John Buckingham, money manager with Al Frank Asset Management, is a leading value oriented investor; here, the editor of The Prudent Speculator looks at a pair of healthcare stocks where he still sees upside potential despite recent setbacks.

Despite reporting Q3 revenue and adjusted EPS that topped consensus analyst estimates, shares of Biogen (BIIB) lost almost 9% last week as investors seemed to project negative forward trends on BIIB’s results.

The biotech firm said its adjusted EPS came in at $6.31, versus forecasts of $5.73, on revenue of $3.08 billion, versus estimates of $3.05 billion.

While we thought the quarter was solid, and we were glad to see the spinal muscular atrophy therapy Spinraza with reported sales of $271 million (versus expectations of $253 million), there were multiple reports that analysts had “whisper” sales numbers of up to $300 million.

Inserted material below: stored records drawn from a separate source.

Issue #100, opened 2015-07-17
Foreign keys referencing to non-existing tables when baking snapshot


GuidoHendriks:
When baking a snapshot, foreign keys are added correctly now. But there's a problem when migrating to the snapshot. Tables are added in alphabetical order. So in a lot of cases it'll add a foreign key for a not yet existing table, which leads to database errors:

      SQLSTATE[HY000]: General error: 1005 Can't create table 'foo.bar' (errno: 150)

Example of the way it's created:

```php
$this->table('bar')
    ->addColumn('bar_id', 'integer')
    ->addForeignKey('foo_id', 'foo', 'id')
    ->create();

$table = $this->table('foo')
    ->create();
```

HavokInspiration:
I'll take a look

HavokInspiration:
Pull request up #101

PR #101, opened 2015-07-17
Tables need to be ordered to respect foreign keys constraints dependencies

HavokInspiration:
When tables are fetched from the database, they need to be ordered following foreign keys constraints dependencies to avoid table creation referencing tables that do not exist yet.

When dropping tables, their order needs to be reversed to avoid constraints failure.

I added a new ``ArticlesFixture`` to test the behaviour which has a constraint on ``CategoriesFixture``. Since it is alphabetically before and the ``categories`` table should be created before the ``articles`` table is, it allows to check the good ordering.

I also fixed a docblock along the way

Refs #100

### DIFF
--- a/src/Shell/Task/MigrationSnapshotTask.php
+++ b/src/Shell/Task/MigrationSnapshotTask.php
@@ -196,13 +196,23 @@ class MigrationSnapshotTask extends SimpleMigrationTask
 
                     if ($refIndex === false && $tableIndex === false) {
                         array_unshift($orderedTables, $refTable, $table);
-                    } elseif ($refIndex === false) {
+                        continue;
+                    }
+
+                    if ($refIndex === false) {
                         array_splice($orderedTables, $tableIndex, 0, $refTable);
-                    } elseif ($tableIndex === false) {
-                        array_splice($orderedTables, $refIndex+1, 0, $table);
-                    } elseif ($refIndex > $tableIndex) {
+                        continue;
+                    }
+
+                    if ($tableIndex === false) {
+                        array_splice($orderedTables, $refIndex + 1, 0, $table);
+                        continue;
+                    }
+
+                    if ($refIndex > $tableIndex) {
                         unset($orderedTables[$refIndex]);
                         array_splice($orderedTables, $tableIndex, 0, $refTable);
+                        continue;
                     }
                 }
             }
--- a/src/Shell/Task/MigrationSnapshotTask.php
+++ b/src/Shell/Task/MigrationSnapshotTask.php
@@ -126,7 +126,7 @@ class MigrationSnapshotTask extends SimpleMigrationTask
         }
 
         $collection = $this->getCollection($this->connection);
-        $tables = $collection->listTables();
+        $tables = $this->orderTables($collection->listTables());
 
         if ($this->params['require-table'] === true) {
             $tableNamesInModel = $this->getTableNames($this->plugin);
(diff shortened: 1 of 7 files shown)


HavokInspiration:
If the ordering implementation is ok, I can see if it can be re-used to solve https://github.com/cakephp/cakephp/issues/6323

GuidoHendriks:
+1 Good job!

src/Shell/Task/MigrationSnapshotTask.php
```diff
@@ -161,10 +161,65 @@ public function templateData()
...
+
+                    $refIndex = array_search($refTable, $orderedTables);
+                    $tableIndex = array_search($table, $orderedTables);
+
+                    if ($refIndex === false && $tableIndex === false) {
+                        array_unshift($orderedTables, $refTable, $table);
+                    } elseif ($refIndex === false) {
+                        array_splice($orderedTables, $tableIndex, 0, $refTable);
+                    } elseif ($tableIndex === false) {
+                        array_splice($orderedTables, $refIndex+1, 0, $table);
```
lorenzo: small change, should be `$refIndex + 1` (needs space)

src/Shell/Task/MigrationSnapshotTask.php
```diff
@@ -161,10 +161,65 @@ public function templateData()
...
+                    } elseif ($refIndex > $tableIndex) {
+                        unset($orderedTables[$refIndex]);
+                        array_splice($orderedTables, $tableIndex, 0, $refTable);
+                    }
+                }
+            }
```
lorenzo: Just as an idea... could you refactor all the if... else block by using `continue`?

```php
if ($refIndex === false && $tableIndex === false) {
     array_unshift($orderedTables, $refTable, $table);
     continue;
}

if ($refIndex === false) {
    array_unshift($orderedTables, $refTable, $table);
    continue;
}

...
```
I think that will make this a bit more readable.

lorenzo:
Amazing job @HavokInspiration !

src/Shell/Task/MigrationSnapshotTask.php
HavokInspiration: Yeah, it makes sense.

HavokInspiration:
@lorenzo I'll take care of your feedback over the week-end

src/Shell/Task/MigrationSnapshotTask.php
markstory: Could this sorting be done with a usort() callback?

HavokInspiration: That might get tricky but I can give it a shot.
I'm afraid it will bring more overhead as it will need to reflect the same table multiple times.

HavokInspiration: It does not seem to be possible.

Some tables combinations are not done which does not allow a constraint check between each other.

For instance for ``MigrationSnapshotTaskTest::testNotEmptySnapshot()``, ``products`` and ``categories`` comes up together and are tested so the constraint relation is established and it is ordered properly.
For ``MigrationSnapshotTaskTest::testCompositeConstraintsSnapshot()`` however, there are not tested so no relation is established and ``products`` is tested returned before ``categories`` in the resulting array.

HavokInspiration:
@lorenzo Just pushed new commits based on your comments.

GuidoHendriks:
Looked at the code, looks like it also handles referencing to the same table (`parent_id` i.e.) correctly? It could possible skip the checks for the constraint if the table is the same, but if it works there's not that big of an advantage for that.

HavokInspiration:
I've been thinking about this again... And I might not have taken the right path. There may be cases where this solution might not work.

Let's take three table : TableA, TableB and TableC.
- TableA has a FK "b_id"
- TableB has a FK "c_id"
- TableC has a FK "a_id"

I don't know if this schema makes any sense but it's doable.
In this case, there is no way the ordering implemented works. Because there is a "snake biting its tail" syndromn here :

A needs B so B needs to be first : 
- TableB
- TableA
- TableC

However, B needs C so :
- TableC
- TableB
- TableA

But C needs A :
- TableA
- TableC
- TableB

And A needs B... And back to square one.

So I found another solution to implement this :

- We issue all table creation statement, skipping FK
- Once all table are created, we issue new statements to add the FK constraint after table creation.

For rollback, we do the same thing the other way around :

- We delete all FK constraints
- We drop the table

I'll try to see if this is going somewhere and I will probably revert these changes.

bravo-kernel:
Like the creative approach :bulb:

CauanCabral:
:+1: for revision of this.

Separation of structure creation and FK links do make more sense and are the way as MySQL Workbench and PgModeler work, for instance.

markstory:
@HavokInspiration Doing all the foreign keys at the end is the most sane way to get portable migrations.

PR #102, opened 2015-07-21
Change the way FK constraints dependencies are managed

HavokInspiration:
The current implementation does not cover all cases and can not be relied on.
This PR reverts the previous changes and add a new implementation.

FK Constraints are dealt with after tables were created. Every constraints are added as an index during table creations and FK are added after tables were created.


markstory:
Looks good to me.

src/Template/Bake/config/snapshot.ctp
```diff
@@ -25,50 +26,87 @@ class <%= $name %> extends AbstractMigration
...
+    <%- foreach ($constraints as $table => $tableConstraints):
+            foreach ($tableConstraints as $constraint):
+                $constraintColumns = $constraint['columns'];
+                sort($constraintColumns);
+                if ($constraint['type'] !== 'unique'):
+                    $columnsList = '\'' . $constraint['columns'][0] . '\'';
+                    if (count($constraint['columns']) > 1):
+                        $columnsList = '[' . $this->Migration->stringifyList($constraint['columns'], ['indent' => 5]) . ']';
+                    endif;
+                    $dropForeignKeys[$table] = $columnsList;
```
HavokInspiration: Should be appended. In case on multiple FK constraints, this will only store the last one and will be causing trouble for the ``down()`` method

HavokInspiration:
I pushed another commit where :
- I correct the way FK to drop are stored. Before the push, in case of multiple FK on the same table, only the last one was dropped before table drop
- I correct the way FK and indexes are compared to prevent the same column(s) to be added as index, in case of multiple FK.
- to make sure everything works as expected, the ArticlesFixture now has two FK constraints.

tests/comparisons/Migration/testCompositeConstraintsSnapshot.php
```diff
@@ -34,26 +34,31 @@ public function up()
...
-                    'slug',
-                ],
-                ['unique' => true]
+                    'category_id',
+                ]
+            )
+            ->addIndex(
+                [
+                    'product_id',
+                ]
```
markstory: I don't think columns in constraints need to be indexed separately.

HavokInspiration: That was my initial thought. By at some point, the resulting snapshot was raising exception when migrating.
But that was a few commits ago and I corrected lots of stuff since, maybe there was something else causing trouble.
I'll double check.

HavokInspiration: @markstory I double checked this and it turns out it is the only way to have something working whatever the case.
The problem I have still occurs and is due to the fact that the ``orders`` table is referencing the ``product_category`` column from ``products`` that is not referenced as an index if the ``addIndex()`` calls are not done before trying to create the constraints. MySQL seems not to be able to create a constraint with columns that are not referenced as index and raises an exception if I try to migrate without the ``addIndex()`` calls.

There is no problem for the other tables because all other constraints are done on the id column which is a PK and already referenced as an index as such.

markstory: Interesting I would have thought that the constraints would have added the required index. Since that's not the case, this looks good to me.

HavokInspiration: Yeah me too.
Maybe it's due to the fact that the constraint from ``orders`` is a multi-columns one.
Out of curiosity, I'll do some research to see what this is about

HavokInspiration: I did some research during my lunch break, and constraints should create them : 

> MySQL requires indexes on foreign keys and referenced keys so that foreign key checks can be fast and not require a table scan. In the referencing table, there must be an index where the foreign key columns are listed as the first columns in the same order. __Such an index is created on the referencing table automatically if it does not exist__. This index might be silently dropped later, if you create another index that can be used to enforce the foreign key constraint. index_name, if given, is used as described previously.

But when using "ALTER TABLE", indexes needs to be created first : 

> When you add a foreign key constraint to a table using ALTER TABLE, remember to create the required indexes first.

Source : http://dev.mysql.com/doc/refman/5.5/en/create-table-foreign-keys.html

So apparently, this is expected. We did not need this in the first implementation because FK were create on table creations so indexes were created on the fly.

lorenzo:
Awesome job @HavokInspiration :rocket:

bravo-kernel:
Totally agree http://i.imgur.com/LWDBqhF.jpg

Issue #99, opened 2015-07-16
Missing ssl paramaters


lacalan:
When using ssl_ca parameters in default db configuration for cakephp, migrations doesn't pass those parameters to Phinx. This results in a error:
```[InvalidArgumentException]
  There was a problem connecting to the database: SQLSTATE[28000] [1045] Access denied for user 'test_user'@'10.0.0.2' (using password: YES)
```
Example Test cakephp configuration:
```
       'default' => [
            'className' => 'Cake\Database\Connection',
            'driver' => 'Cake\Database\Driver\Mysql',
            'persistent' => false,
            'host' => '10.0.0.1',
            'username' => 'test_user',
            'password' => 'xxx',
            'database' => 'db_test',
            'ssl_ca' => '/var/www/test_project/certs/client_bundle_cert',
            'encoding' => 'utf8',
       ]
```
I was able to get to work by modifying ConfigurationTrait.php starting line 79 to this:
```
       	$config = ConnectionManager::config($connection);
       	$configArray = [
            'paths' => [
               	'migrations' => $dir
            ],
            'environments' => [
               	'default_migration_table' => $plugin . 'phinxlog',
                'default_database' => 'default',
               	'default' => [
                    'adapter' => $this->getAdapterName($config['driver']),
                    'host' => isset($config['host']) ? $config['host'] : null,
                    'user' => isset($config['username']) ? $config['username'] : null,
                    'pass' => isset($config['password']) ? $config['password'] : null,
                    'port' => isset($config['port']) ? $config['port'] : null,
                    'name' => $config['database'],
                    'charset' => isset($config['encoding']) ? $config['encoding'] : null,
               	]
            ]
        ];
        if (isset($config['ssl_ca'])) {
               	$configArray['environments']['default']['mysql_attr_ssl_ca'] = $config['ssl_ca'];
        }
        return $this->configuration = new Config($configArray);
    }
```
This not a complete solution, just a hack I am using. Would it be possible to add support to all ssl connections?

lorenzo:
Would you like submitting a pull request for this?

HavokInspiration:
We might need a better way of dealing with parameters developer might need. 
We already had #96 and now this one.

I hadn't give this much thought, be maybe defining the base parameters (adapter, name, user, pass) and merge the rest ? I'm afraid there will be some parameters that have different names than the one phinx uses.

[...]

PR #103, opened 2015-07-21
Adding mysqlAttributes to default connection

lacalan:
Here is a fix that allows ssl_cert, ssl_ca and ssl_key parameters to be added to the mysql connection string. A developer could add additional parameters as needed.

This is pull request to issue #99

### DIFF
--- a/src/ConfigurationTrait.php
+++ b/src/ConfigurationTrait.php
@@ -76,15 +76,15 @@ trait ConfigurationTrait
 
         $connection = $this->getConnectionName($this->input);
 
-       	$config = ConnectionManager::config($connection);
-       	$configArray = [
+        $config = ConnectionManager::config($connection);
+        $configArray = [
             'paths' => [
-               	'migrations' => $dir
+                'migrations' => $dir
             ],
             'environments' => [
-               	'default_migration_table' => $plugin . 'phinxlog',
+                'default_migration_table' => $plugin . 'phinxlog',
                 'default_database' => 'default',
-               	'default' => [
+                'default' => [
                     'adapter' => $this->getAdapterName($config['driver']),
                     'host' => isset($config['host']) ? $config['host'] : null,
                     'user' => isset($config['username']) ? $config['username'] : null,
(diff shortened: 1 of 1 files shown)


src/ConfigurationTrait.php
```diff
@@ -92,10 +92,19 @@ public function getConfig()
...
                 ]
             ]
-        ]);
+        ];
+
+        $mysqlAttributesArray = [ 'ssl_ca', 'ssl_cert', 'ssl_key' ];
+
+        foreach ($mysqlAttributesArray as $value) {
+            if (isset($config[$value])) {
+                $configArray['environments']['default']['mysql_attr'.$value] = $config[$value];
```
HavokInspiration: Concatenate is missing spaces e.g : ``'mysql_attr' . $value``
It is missing an underscore for this to work :

```php
configArray['environments']['default']['mysql_attr_' . $value] = $config[$value];
```

[(Ref in phinx)](https://github.com/robmorgan/phinx/blob/0.4.x-dev/src/Phinx/Db/Adapter/MysqlAdapter.php#L104-L108)

src/ConfigurationTrait.php
```diff
@@ -92,10 +92,19 @@ public function getConfig()
                     'port' => isset($config['port']) ? $config['port'] : null,
                     'name' => $config['database'],
                     'charset' => isset($config['encoding']) ? $config['encoding'] : null,
-                    'unix_socket' => isset($config['unix_socket']) ? $config['unix_socket'] : null,
                 ]
             ]
-        ]);
+        ];
+
+        $mysqlAttributesArray = [ 'ssl_ca', 'ssl_cert', 'ssl_key' ];
```
HavokInspiration: No need to suffix it with "Array". ``$mysqlAttributes`` is enough.
The space before the first element and the last element are not needed as well.

HavokInspiration:
Good job.

I however think this is not "general enough" and maybe too much "MySQL centric".
Phinx is able to [support all "MYSQL_ATTR" constants](https://github.com/robmorgan/phinx/blob/0.4.x-dev/src/Phinx/Db/Adapter/MysqlAdapter.php#L104-L108), so why not allowing the rest of them to be configured ? (http://php.net/manual/en/ref.pdo-mysql.php#pdo-mysql.constants)

Phinx also support this kind of configuration with SqlServer [using the "sqlsrv_attr_" prefix](https://github.com/robmorgan/phinx/blob/0.4.x-dev/src/Phinx/Db/Adapter/SqlServerAdapter.php#L77-L83). 

I was hoping we could find a more general way, implement it and be done with connection config argument missing (kind of like the ``flags`` argument Cake Connection config has)

Since I do not have not a better alternative to submit right now, I guess this can be merged after corrections to support SSL for MySQL for the time being.

src/ConfigurationTrait.php
```diff
@@ -92,10 +92,19 @@ public function getConfig()
                     'port' => isset($config['port']) ? $config['port'] : null,
                     'name' => $config['database'],
                     'charset' => isset($config['encoding']) ? $config['encoding'] : null,
-                    'unix_socket' => isset($config['unix_socket']) ? $config['unix_socket'] : null,
```
HavokInspiration: This should not be removed.

lorenzo:
@HavokInspiration Can this be merged?

HavokInspiration:
@lorenzo Nope, there are errors that would not make this work.

HavokInspiration:
Closing in favor of #122

PR #105, opened 2015-07-29
Prevent the Postgres build from triggering a fatal error

HavokInspiration:
Currently, the Postgres build is triggering a fatal error when creating the Fixtures for the tests.
This PR aims to prevents it.

Even if the Postgres build has errors around integer length when reflected by Cake Schema system (see https://github.com/cakephp/cakephp/issues/5901 & https://github.com/cakephp/migrations/commit/a57b25e5e3ac6d144441f4ebba0c0d4f80c46275), having failing assertions at least allow us to see if some additions does not trigger fixable mistakes with Postgres.

### DIFF
--- a/src/View/Helper/MigrationHelper.php
+++ b/src/View/Helper/MigrationHelper.php
@@ -170,8 +170,12 @@ class MigrationHelper extends Helper
     {
         $tableSchema = $this->schema($table);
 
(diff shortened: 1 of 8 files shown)


lorenzo:
Nice!

markstory:
Nice work!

Additionally, the firm’s MS drug sales lost a little ground to competitor Roche’s Ocrevus. While we never like to see things like this, we note that Biogen receives royalties for every dollar of Ocrevus sold. So, while it is not dollar for dollar, any ground lost to Roche, is not a total disaster.

While some may not be that excited about Biogen’s Q3, we were encouraged to see another solid quarter and continue to be attracted to its strong free cash flow generation and its willingness to aggressively buy back shares while investing in the future.

With cash and marketable securities of $6.5 billion, BIIB also has the ability to grow via acquisition, or continue to heavily invest in its promising drug pipeline. Shares trade at just slightly more than 13 times next-twelve-month earnings projections. Our target price has been inched higher to $439.

Shares of Merck (MRK) fell almost 8% after the pharma giant’s third quarter financial report and news that the company had withdrawn an application in the EU for its increasingly popular Keytruda drug in combination with other medications for the treatment of non-small cell lung cancer.

While MRK’s revenue for Q3 of $10.3 billion fell a bit short of estimates, adjusted EPS of $1.11 outpaced forecasts calling for $1.04. While Keytruda sales posted almost 200% growth, MRK said it was impacted by minor sales setbacks due to a cyberattack in June.

Also, investors seemingly became concerned about upcoming challenges in 2018, including increasing competition to hepatitis C drug Zepatier and shingles vaccine Zostavax, as well as continued generic pressure on cholesterol-lowering drugs Zetia and Vytorin.

We believe the strength in Merck’s immuno-oncology platform and in its Animal Health business, along with the potential of its pipeline, should more than offset patent losses and branded competition.

Shares of MRK trade at less than 15 times next 12-month earnings and offer a dividend yield of 3.2%. True, there are plenty of competitive pressures in addition to growth opportunities, but we still like high-quality MRK, though we have trimmed our target price to $74.

John Buckingham is editor of The Prudent Speculator.